House Cannith Research Facility - WHITEHEARTH

----------


## Jacktannery

These are great, good job Kennyt.

----------


## Bogie

Great!  Thanks for sharing.

----------


## Kennyt

Newer version of Whitehearth - added buttons to control panels, directional arrows,  and moved/expanded "area B"

----------


## madcowchef

I love all the details you've included on this map.  Except the dead chef, that's a crime.

----------


## Kennyt

> I love all the details you've included on this map.  Except the dead chef, that's a crime.

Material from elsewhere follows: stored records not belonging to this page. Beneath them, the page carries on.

PR #4676, opened 2026-08-25
fix: Propagates API errors during delete, read, and wait operations of auto-generated resources

AgustinBettati:
## Description

Before this fix, auto-generated resources ignored every API error during delete, read, and wait operations and treated the failure as "resource not found". From the user's perspective:

| Operation | Before the fix | After the fix |
|---|---|---|
| Delete | `terraform destroy` reports a successful destroy even when the Atlas API rejects the delete (400, 401, 409, 500). The resource is removed from Terraform state but still exists in Atlas, with no signal to the operator. | The API error surfaces as a diagnostics error and the resource stays in Terraform state. A 404 is still tolerated as already deleted. |
| Read | An API error during `terraform plan` or refresh silently removes the resource from state, so the next apply tries to recreate it. Data sources report "Resource not found" instead of the real API error. | The API error surfaces and the resource stays in state; only a 404, or a hook signaling not-found, removes it.  |
| Wait (long-running operations) | While waiting for a delete to complete, a transient API error is taken as confirmation that the resource is gone, so the destroy finishes early and reports success. During create and update waits, the user sees a confusing "unexpected state 'DELETED'" error instead of the real one. | The polling error aborts the wait and the real API error surfaces. |

Root cause: `callAPI` returns a nil body on any failed call, `isEmptyJSON(nil)` is true, and `callDelete`, `handleReadCore`, and `refreshFunc` consulted `notFound` before `Err`, so every failure was classified as not-found.

Changes:

- `notFound` now classifies only genuine not-found: an HTTP 404, or a hook signaling it via the new `autogen.ErrNotFound` sentinel. All other errors propagate to diagnostics.
- The search deployment quirk of returning an ok status with an empty JSON body for missing resources moves out of the core into a `PostReadAPICall` hook on `searchdeploymentapi`, covering both read and delete-wait polling.
- The service account secret hooks wrap `autogen.ErrNotFound` when the secret is absent from the list response, so out-of-band deletion still removes the resource from state.
- New unit tests drive `HandleRead`, `HandleDataSourceRead`, `HandleDataSourceReadList`, `callDelete`, and `refreshFunc` through a real `config.MongoDBClient` against an `httptest` server across 400/401/404/409/500/204/200 responses.

Link to any related issue(s): CLOUDP-437881

## Type of change:

## Required Checklist:


internal/common/autogen/handle_operations.go
```diff
@@ -168,12 +167,11 @@ func HandleDataSourceReadList(ctx context.Context, req HandleReadReq) {
...
 		}
 		callResult := callReadWithHooksWithOptions(ctx, req.Client, paginatedParams, req, req.Hooks)
+		// Err covers every failure including not-found, as UntypedAPICall returns an error for any status >= 300.
+		// An ok response with an empty body is parsed below as a page without results.
 		if callResult.Err != nil {
 			return nil, callResult.Resp, callResult.Err
 		}
-		if notFound(callResult.Body, callResult.Resp) {
-			return nil, callResult.Resp, fmt.Errorf("resource not found")
-		}
```
AgustinBettati, line 177: The check for processing 404 was not reachable as it was being catched in if statement above (`callResult.Err != nil`). Only case this if captured was a 200 empty body `{}` with returned with a `resource not found`, now it will be hanlded as a regular successful response with no results.

AgustinBettati:
will wait on CI execution before merging

internal/common/autogen/handle_operations.go
```diff
@@ -423,13 +421,20 @@ func refreshFunc(ctx context.Context, wait *WaitReq, client *config.MongoDBClien
...
-func notFound(bodyResp []byte, apiResp *http.Response) bool {
-	return validate.StatusNotFound(apiResp) || isEmptyJSON(bodyResp)
+// ErrNotFound can be returned (wrapped) by custom hooks to signal that the resource does not exist
+// when the API cannot express it as an HTTP 404. Examples: reads implemented as a LIST call where
+// the hook searches for the element (service account secrets), or APIs that return an ok status code
+// with an empty JSON body for missing resources (search deployment).
+var ErrNotFound = errors.New("resource not found")
+
+// notFound returns if the API result indicates the resource is not found:
+// an HTTP 404 response, or a hook signaling it via ErrNotFound.
```
manupedrozo: Bit confusing :D

manupedrozo (approved):
Ty!

internal/common/autogen/handle_operations.go
AgustinBettati: Rephrased comment slightly. The sentinel gives hooks one consistent way to flag "resource not found" regardless of what the API actually returned, instead of each hook fabricating a fake 404 http.Response that misrepresents the real wire response.

erabil-mdb (approved):
LGTM!

internal/common/autogen/handle_operations_internal_test.go
```diff
@@ -0,0 +1,312 @@
+package autogen
```
EspenAlbert, line 1: is this a common pattern? Using tests in the same package?

EspenAlbert (approved):
nice. Would be great to have a real acceptance test for this also, but understand it might be tricky to trigger

internal/common/autogen/handle_operations_internal_test.go
AgustinBettati: Good callout, let me circle back here as this is diverging from common testing pattern in our repo, we have never used `*_internal_test.go`

AgustinBettati:
Merging so we have changes in upcoming release. Will follow up on unit testing structure that was used + assessing feasibility of capturing fixes in an acceptance test (verified fixes locally to be sure).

Hahaha!  i feel your pain - (thats my "day" job too!)

----------


## Kennyt

Just a real quick map for the entrance of Whitehearth; may add some more details later on!

----------


## Kennyt

So I decided to go back and update the Rose Quarry map.   Strategically, even though the original map had them even smaller (it  could also be a system difference between 3.5e and 4e) but the refinery and the church were entirely to small for any type of combat to take place.   so i expanded them.  I also broke up the main map into 4 individual "encounter" driven maps.  

Main Map


camp encounter


church encounter


refinery encounter


village encounter

----------


## Kennyt

Viorr's Greenhouse -Whispers of the Vampire's Blade Adventure.

----------


## Kennyt

Carriage Encounter - Whisper's of the Vampires Blade.  (not my best work but just something thrown together for a mediocre encounter).



Lucan's Carriage:

----------


## madcowchef

There is a time and a place to spend your valuable time, and mediocre encounters probably aren't it.  None the less I suspect that these visuals would help get the players in the mood of the thing.

----------


## Kennyt

> There is a time and a place to spend your valuable time, and mediocre encounters probably aren't it.  None the less I suspect that these visuals would help get the players in the mood of the thing.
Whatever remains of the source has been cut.